Follow the Link and you will have photos.

If I am now required to purchase and give a personal review, I am sorry that I am financially unable to do so.

Is it now a crime to post something in the firearms section of HT that might be of interest to firearm owners/aficionados?


----------



## GREENCOUNTYPETE (Jul 25, 2006)

having watched Open class handguns run in completion , they can be fast, these are purpose built race guns built for speed , with gas pedals charging handles optics huge magazine base plates to add rounds. often weighing double or more what a service sidearm weighs most people are much better off with a carbine in a fight than a handgun.

adding rounds is a game changer. if you can't shoot more rounds won't hep much but if you can shoot more rounds makes more rounds on target faster because your not stopping for loading and manipulations.

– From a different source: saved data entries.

Issue #825, opened 2022-03-22
make_file_id: not correct for --overwrite


bertsky:
If the page ID is not directly contained in the file ID of the input file, then `make_file_id` determines the index of that file in the input fileGrp, and calculates a new ID based on that index and the output fileGrp. If that ID already exists, the index is incremented until a free one becomes available.

Alas,
1. the list returned by `OcrdMets.find_files` is not sorted by page ID (but `mets:file` element order)
2. the increment strategy is wrong in combination with `--overwrite`, because it will create multiple files for the same page ID – only the first one of which will be considered by follow-up processors (so nothing is actually overwritten; and the new files will be ignored entirely)

To address both issues, I suggest calculating the output ID based on the (output fileGrp and) page ID of the input file.

bertsky:
@kba this is a very nasty bug that prevents `--overwrite` for me in a lot of cases (and makes repairing the METS afterwards very hard). RFC

kba:
> RFC

Sry, this one got lost in the shuffle.

> To address both issues, I suggest calculating the output ID based on the (output fileGrp and) page ID of the input file.

Agreed in general, though we need a fallback for the case that a file has no pageId - which should not happen in real life data but is not strictly required.

I'll prepare a PR.

PR #860, opened 2022-05-13
make_file_id: use pageId for generating file ID if possible

kba:
Implements #825


ocrd_utils/ocrd_utils/str.py
```diff
@@ -61,16 +61,19 @@ def make_file_id(ocrd_file, output_file_grp):
...
+    is not unique, append a counter and increment it until it is unique.
+    Otherwise: Use the position of the ``ocrd_file`` in its fileGrp as a counter and increment it until the
+    concatenation of ``output_file_grp`` with the counter is unique
     """
     ret = ocrd_file.ID.replace(ocrd_file.fileGrp, output_file_grp)
     if ret == ocrd_file.ID:
-        if ocrd_file.pageId and ocrd_file.pageId in ocrd_file.ID:
-            # still sufficiently unique
-            ret = output_file_grp + '_' + ocrd_file.ID
+        if ocrd_file.pageId:
```
bertsky, line 71:
```suggestion
        elif ocrd_file.pageId:
```

bertsky (changes requested):
This does not address the issue, though: If you run on an already existing fileGrp, regardless of `--overwrite` or not, you will get new file IDs (for the same pageId) which will be henceforth be ignored (in the default `skip` strategy of `Processor.input_files`).

See #861 for a different (if unfinished) attempt.

But we probably also have to enforce this _outside_ of `make_file_id`, probably in `Workspace.add_file`: When adding a PAGE-XML file for a pageId that already exists in that fileGrp,
- if `overwrite`, then re-use that fileId
- otherwise raise an exception

bertsky:
So can this be closed @kba?

kba:
> So can this be closed @kba?

Yes, I just merged #861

it is really interesting to see the PCC guys running the same stage as al the pistol guys , it tells me if I have to fight and I have the option I will leave my pistol in my holster and run my carbine at least till it has run dry.

I built a PCC and just with my first run on it was a real eye opener how much faster I could run it. same ammo same mag as my handgun


----------



## tarbe (Apr 7, 2007)

My BIL took a break from working on a shed this weekend, to run a few rounds through a new to him pistol.

He is not a very experienced shooter. The little gun was bucking, and he put his support hand thumb over his strong wrist to control muzzle climb.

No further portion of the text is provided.